THE PROBLEM:
Report each line of the entries that contains the word "same", copied in full.
........
PR #685, opened 2019-08-21
Add Avatar action overlay

plbabin:
This update adds a new overlay when hovering an avatar.

Screen Recording 2019-08-20 at 04 53 PM

This overlay is fully customizable and will follow the shape of the avatar (circle, rounded or square).

The Avatar dom element will be a button when it is `actionable`. This will add a focus state to the avatar

Screen Recording 2019-08-21 at 03 23 PM

It adds 4 new props to the `<Avatar />` component:

* **actionable** Activate the action overlay
* **actionIcon** Change the actual icon of the overlay (default to the `trash`icon)
* **actionIconSize** Set the size of the overlay icon
* **onActionClick** Callback for then the overlay was clicked

### DIFF
--- a/src/components/Avatar/Avatar.tsx
+++ b/src/components/Avatar/Avatar.tsx
@@ -18,6 +18,8 @@ import {
   StatusUI,
   TitleUI,
   ActionUI,
+  AvatarButtonUI,
+  FocusUI,
 } from './styles/Avatar.css'
 import {
   COMPONENT_KEY,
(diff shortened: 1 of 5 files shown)


jaredmcdaniel:
Mentioned to @plbabin in Slack, but just looking for a focus state on click. Otherwise looking great. Love that the overlay is consistent with the desired shape 👍

plbabin:
I added a focus state as requested by @jaredmcdaniel. I had to change the dom element used when the avatar is actionable to make it focusable.

PR #690, opened 2019-08-26
Editable Fields validation

tinkertrain:
WIP


knicklabs:
I made a beta release of this for testing. `npm i -S @helpscout/hsds-react@editable-fields` if you want to test it in a project.

knicklabs:
@tinkertrain Great news: the editable fields update when they receive new props. Bad news is that the composite editable fields do not.

tinkertrain:
> @tinkertrain Great news: the editable fields update when they receive new props. Bad news is that the composite editable fields do not.

Thanks for testing! I pushed a fix :)

tinkertrain:
@knicklabs I have added the new data for onCommit on this PR as I'd like you to have more time take it for a spin and make sure it's ok before I leave for vacations. I added a story and updated the description.

knicklabs:
I think this is looking good and I've been using a beta build of it and its feeling really good. I'd be happy to see this merged up. @jaredmcdaniel I know you mentioned you may have some design feedback. Did you want to address it in this PR or merge and do a follow-up a PR?

src/components/EditableField/EditableField.types.ts
```diff
@@ -74,21 +94,27 @@ export interface EditableFieldProps {
...
   onAdd: (args: { name: string; value: FieldValue[] }) => void
-  onCommit: (args: { name: string; value: FieldValue[] }) => void
+  onCommit: (args: {
+    name: string
+    value: FieldValue[]
+    data: CommitData
+  }) => void
   onDelete: (args: { name: string; value: FieldValue[]; event: Event }) => void
   onDiscard: (args: { value: FieldValue[] }) => void
+  validate: (args: { value: string; name: string }) => Promise<Validation>
```
knicklabs: @plbabin I'm having some difficult integrating this for network errors. I'm thinking we should either accept validationInfo as props to override the internal state so that we can control the component or removing the validate function in favor of passing in the props, only. What do you think?

PR #691, opened 2019-08-27
Fix Avatar background color & Add remove avatar animation

plbabin:
This update fixes an issue with the avatar button background color. In #685 we add replace the `<div>` with a `<button>` when the `Avatar` component is actionable. By doing that the default button background was still present. Now it will be a transparent background. 
 
**Before**
Image 2019-08-27 at 3 07 12 PM

**After**
Image 2019-08-27 at 3 06 38 PM

### Remove avatar animation
This update add an animation sequence to remove an avatar. It will add a border animation, force load the fallback image and fade out the actual avatar. When the animation is completed, the avatar will not be clickable anymore

Screen Recording 2019-08-29 at 03 44 PM

Right now this animation is only valid for the circle shape.

### DIFF
--- a/src/components/Avatar/Avatar.tsx
+++ b/src/components/Avatar/Avatar.tsx
@@ -20,6 +20,8 @@ import {
   ActionUI,
   AvatarButtonUI,
   FocusUI,
+  BorderAnimationUI,
+  CircleAnimationUI,
 } from './styles/Avatar.css'
 import {
   COMPONENT_KEY,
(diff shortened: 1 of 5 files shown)


plbabin:
I pushed another update with the full remove avatar animation. This last commit completed what was needed for the Avatar

plbabin:
@tinkertrain I fixed the issue on firefox. It seems that FF does not support modifying the svg circle attributes from CSS, I create a helper that would allow us to set the attribute directly on the svg element

I'll go ahead with merging the PR

PR #695, opened 2019-09-05
Upgrade to colorway 0.3.0 to update all yellow.

plbabin:
Image 2019-09-05 at 11 15 05 AM

This update upgrade colorway to v0.3.0. This version contain the latest yellow color palette.

**noote** 
At some point we'll have to update seed to a newest version to get the latest _SCSS_ colors. It was not done for the blue update so I am leaning toward waiting that all colors were migrate before upgrading seed

### DIFF
--- a/package-lock.json
+++ b/package-lock.json
@@ -1682,13 +1682,15 @@
       }
     },
     "@helpscout/colorway": {
-      "version": "0.0.11",
-      "resolved": "https://registry.npmjs.org/@helpscout/colorway/-/colorway-0.0.11.tgz",
-      "integrity": "sha512-0OutxeVLTMjDEMw9lQFyzUJN+v000FxI7obVdvKA6w77iEJLBZYpyiiPzcsosCUBxL8A3A/eBWO1KVnP3SR/qw==",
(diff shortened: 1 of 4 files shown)


plbabin:
Pretty much only the button V1 that the color are not updating (and are using the old Seed colors). I think it's minor since we are using V2 a lot, and it should probably be the app that is using V1 that should do the color update (it was like that with the `blue` so I will follow the same path)

digitaldesigner:
Everything looks the same to me...

plbabin:
@digitaldesigner Deploy preview is broken for whatever reason

I took a screenshot of prod and local storybook:

Image 2019-09-06 at 9 33 51 AM
Image 2019-09-06 at 9 34 03 AM

digitaldesigner:
I'm happy if you are, all I'd ask is you do QA on the Notes editor — that's the most critical component that uses yellow heavily

plbabin:
> I'm happy if you are, all I'd ask is you do QA on the Notes editor — that's the most critical component that uses yellow heavily

are you talking about the chat editor and the convo editor in hs-app?

PR #701, opened 2019-09-13
Add keypress event callbacks to EditableField

knicklabs:
We need a way to be able to add event listeners to EditableField inputs on key events. This update adds `onInputKeyDown`, `onInputKeyPress`, and `onInputKeyUp` event listeners.

### DIFF
--- a/src/components/EditableField/EditableField.Input.tsx
+++ b/src/components/EditableField/EditableField.Input.tsx
@@ -29,7 +29,6 @@ import {
   OTHERCOMPONENTS_CLASSNAMES,
   TRUNCATED_CLASSNAMES,
   STATES_CLASSNAMES,
-  COLOURS,
 } from './EditableField.utils'
 import { classNames } from '../../utilities/classNames'
 import { key } from '../../constants/Keys'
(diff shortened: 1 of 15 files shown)


knicklabs:
Not sure why this build is failing. Will look into it.

knicklabs:
Build failure is all sorted out.

src/components/EditableField/EditableField.tsx
```diff
@@ -252,7 +256,7 @@ export class EditableField extends React.Component<
             value: fieldValue,
             data: {
               cause: 'BLUR',
-              operation: 'UPDATE',
+              operation: OPERATION.UPDATE,
```
plbabin: yay!!

src/components/EditableField/EditableField.Input.tsx
```diff
@@ -175,15 +176,19 @@ export class EditableFieldInput extends React.Component<InputProps> {
   /* istanbul ignore next */
   handleKeyDown = event => {
     const isEnter = event.key === key.ENTER
-    const isEscape = event.key === key.ESCAPE
     const isDropdownTrigger = event.target.classList.contains(
       OTHERCOMPONENTS_CLASSNAMES.dropdownTrigger
     )
```
plbabin: I am curious on why the Escape part was removed?

knicklabs: Before this input was only allowing `enter` and `escape` key events to bubble up to the parent. In the case of enter, it was only bubbling up when no in a dropdown trigger. With the exception of the dropdown case, we now want all key events to bubble up.

Issue #481, opened 2024-05-10
Disjoint pool causes memory leak calling umfMemoryProviderFree() with size equal 0


ldorau:
Disjoint pool causes memory leak calling `umfMemoryProviderFree()` with `size` equal 0:

https://github.com/oneapi-src/unified-memory-framework/blob/6fc3e56b4870184dec70613359c4db2ef7f1180a/src/pool/pool_disjoint.cpp#L407
```c
static void memoryProviderFree(umf_memory_provider_handle_t hProvider,
                               void *ptr) {
    auto ret = umfMemoryProviderFree(hProvider, ptr, 0);
    if (ret != UMF_RESULT_SUCCESS) {
        throw MemoryProviderError{ret};
    }
}
```

what can cause an error (which is ignored now).

## Environment Information

- UMF version (hash commit or a tag): 6fc3e56b4870184dec70613359c4db2ef7f1180a

ldorau:
@igchor @vinser52 @bratpiorka

vinser52:
More details just FYI.
Initially disjoint pool was designed for L0 provider.  L0 provider does not need the size when memory is freed (the size parameter is ignored).
The similar story is with the OS provider implementation on Windows - the size parameter is ignored when memory is freed.

igchor:
When we are deallocating Slabs then it's easy, we can just pass the Slab size here: https://github.com/oneapi-src/unified-memory-framework/blob/6fc3e56b4870184dec70613359c4db2ef7f1180a/src/pool/pool_disjoint.cpp#L441

But for allocations that bypass the pooling we do not know the size. Perhaps we could leverage memory tracking there?

vinser52:
> But for allocations that bypass the pooling we do not know the size. Perhaps we could leverage memory tracking there?

Exactly, the plan is to use tracking capabilities. @ldorau already prepared such a fix for the `pool_proxy`: Red #487.

ldorau:
@vinser52 @igchor The fix is ready: #490 - please review :-)

PR #482, opened 2024-05-10
Do not ignore error in os_free() when size == 0

ldorau:
### Description

Do not ignore error in `os_free()` when size == 0.

Ref: #481

### Checklist
- [x] All tests pass locally


benchmark/ubench.c
```diff
@@ -196,6 +196,7 @@ UBENCH_EX(simple, proxy_pool_with_os_memory_provider) {
     }
 
     umf_memory_pool_handle_t proxy_pool;
+    // the proxy pool requires the tracking provider to work correctly
```
vinser52, line 199: The tracking provider is always required to work correctly :)
Would you like to say that tracking capabilities should be ON?

My general thoughts: the amount of features that depend on tracking capabilities is increasing. We should consider making the tracking provider always ON (remove the option that allows to disable it) or we need to check it at build/run time and return appropriate error. I vote for the first option (always unconditional ON).

benchmark/ubench.c
```diff
@@ -238,8 +239,10 @@ UBENCH_EX(simple, disjoint_pool_with_os_memory_provider) {
     disjoint_memory_pool_params.MinBucketSize = DISJOINT_POOL_MIN_BUCKET_SIZE;
 
     umf_memory_pool_handle_t disjoint_pool;
-    umf_result = umfPoolCreate(umfDisjointPoolOps(), os_memory_provider,
-                               &disjoint_memory_pool_params, 0, &disjoint_pool);
+    // disable the tracking provider to make it work faster (UMF_POOL_CREATE_FLAG_DISABLE_TRACKING)
```
vinser52, line 242: Are we interested in performance without a tracking provider? But in real workloads tracking capabilities will be ON?

src/provider/provider_tracking.c
```diff
@@ -343,6 +348,15 @@ static umf_result_t trackingFree(void *hProvider, void *ptr, size_t size) {
         umf_ba_global_free(value);
     }
 
+    // umfMemoryProviderFree() should not be called with size == 0,
```
vinser52, line 351: But according to this PR  `umfMemoryProviderFree()` for tracking provider can be called with `size == 0`.

Maybe a particular pool implementation should explicitly get the size from the tracker and call `umfMemoryProviderFree()` with the right size?

vinser52 (changes requested):

benchmark/ubench.c
ldorau: I agree. Done: https://github.com/oneapi-src/unified-memory-framework/pull/485

benchmark/ubench.c
ldorau: Right. Removed.
Done.

src/provider/provider_tracking.c
ldorau: Right. New fix: https://github.com/oneapi-src/unified-memory-framework/pull/487

ldorau:
Replaced with #487

Issue #488, opened 2024-05-10
umf-ipc_os_prov silenty change security permissions


lplewa:
User by running ```ctest``` command in terminal where sudo works without password (if you recently used sudo, next prompts do not ask for password) this test permanently changes security setting for this machine (to make this worse we even never change it back). 

This is a security issue:
- We should never change any settings on the platform, without user consent.
- We should never use escalate permissions in tests, by exploiting sudo. 

How this should be solved:
if platform is miss-configured this test should be SKIP in ctest. 
In CI we should configure platforms to enable this feature. 
It would be good if there is extra option in CI to fail on skip - so we do not have silent skips, when we are expecting tests to run.

lplewa:
@wlemkows

PR #495, opened 2024-05-14
[Tests] skip test with improper ptrace value

lukaszstolarczuk:
Add skipping of IPC test, which require a specific value of ptrace (set in the system). Enable it in the CI in all workflows.

Fixes: #488

### DIFF
--- a/.github/workflows/sanitizers.yml
+++ b/.github/workflows/sanitizers.yml
@@ -52,6 +52,7 @@ jobs:
         -DUSE_UBSAN=${{matrix.sanitizers.ubsan}}
         -DUSE_TSAN=${{matrix.sanitizers.tsan}}
         -DUMF_BUILD_EXAMPLES=ON
+        -DUMF_TESTS_FAIL_ON_SKIP=ON
 
     - name: Build UMF
       run: cmake --build ${{env.BUILD_DIR}} -j $(nproc)
@@ -96,6 +97,7 @@ jobs:
         -DUSE_UBSAN=${{matrix.sanitizers.ubsan}}
         -DUSE_TSAN=${{matrix.sanitizers.tsan}}
         -DUMF_BUILD_EXAMPLES=ON
+        -DUMF_TESTS_FAIL_ON_SKIP=ON
 
     - name: Build UMF
       run: cmake --build ${{env.BUILD_DIR}} -j $(nproc)
@@ -157,6 +159,7 @@ jobs:
         -DUSE_ASAN=${{matrix.sanitizers.asan}}
         -DUMF_BUILD_EXAMPLES=ON
         -DUMF_BUILD_LEVEL_ZERO_PROVIDER=OFF
+        -DUMF_TESTS_FAIL_ON_SKIP=ON
 
     - name: Build UMF
       run: cmake --build ${{env.BUILD_DIR}} --config Debug -j $Env:NUMBER_OF_PROCESSORS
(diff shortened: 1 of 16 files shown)


bratpiorka (approved):

.github/workflows/sanitizers.yml
```diff
@@ -34,6 +34,9 @@ jobs:
         apt-get update
         apt-get install -y cmake libnuma-dev libjemalloc-dev libtbb-dev libhwloc-dev sudo
 
+    - name: Set ptrace value for IPC test
```
ldorau, line 37: The same should be done also in line no. 83 below.

ldorau (changes requested):

test/ipc_os_prov.sh
```diff
@@ -20,19 +20,8 @@ VAL=0
 if [ -f $PTRACE_SCOPE_FILE ]; then
 	PTRACE_SCOPE_VAL=$(cat $PTRACE_SCOPE_FILE)
 	if [ $PTRACE_SCOPE_VAL -ne $VAL ]; then
```
ldorau, line 22: I think this test should NOT skip silently in CI, but it should always error out in CI:

```sh
	if [ $PTRACE_SCOPE_VAL -ne $VAL ]; then
		if [ "$CI" == "true" ]; then
			echo "ERROR: ptrace_scope is not set to 0 (classic ptrace permissions)"
			exit 1 # error out in case of CI
		else
			echo "SKIP: ptrace_scope is not set to 0 (classic ptrace permissions) - skipping the test"
			exit 125 # skip code defined in CMakeLists.txt
		fi
	fi
```

ldorau (changes requested):

test/ipc_os_prov.sh
lukaszstolarczuk: Done.

CMakeLists.txt
```diff
@@ -44,6 +44,8 @@ option(UMF_DEVELOPER_MODE "Enable developer checks, treats warnings as errors"
 option(UMF_FORMAT_CODE_STYLE
        "Add clang, cmake, and black -format-check and -format-apply targets"
        OFF)
+# Only part of skips are treated as fail, now. TODO: extend to all tests
```
ldorau, line 47: `Only a part of skips is treated as fail now.` (AFAIK ;-))

CMakeLists.txt
```diff
@@ -59,6 +61,16 @@ set(UMF_PROXY_LIB_BASED_ON_POOL
 set_property(CACHE UMF_PROXY_LIB_BASED_ON_POOL
              PROPERTY STRINGS ${KNOWN_PROXY_LIB_POOLS})
 
+if(UMF_BUILD_TESTS
+   AND DEFINED ENV{CI}
```
ldorau, line 65: We can verify if `"$CI" == "true"` exactly.

ldorau (approved):

CMakeLists.txt
lukaszstolarczuk: tbh, I couldn't make it work - I'm not sure how CMake is treating env vars...

anyway, this shouldn't be a big problem since you'd have to have exactly `CI` variable defined in your OS, for this to fail, and even so, it's just a matter of adding extra param to the CMake command.

lplewa (approved):

CMakeLists.txt
ldorau: It is OK.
........
SOLUTION:
Pretty much only the button V1 that the color are not updating (and are using the old Seed colors). I think it's minor since we are using V2 a lot, and it should probably be the app that is using V1 that should do the color update (it was like that with the `blue` so I will follow the same path)
Everything looks the same to me...
ldorau, line 37: The same should be done also in line no. 83 below.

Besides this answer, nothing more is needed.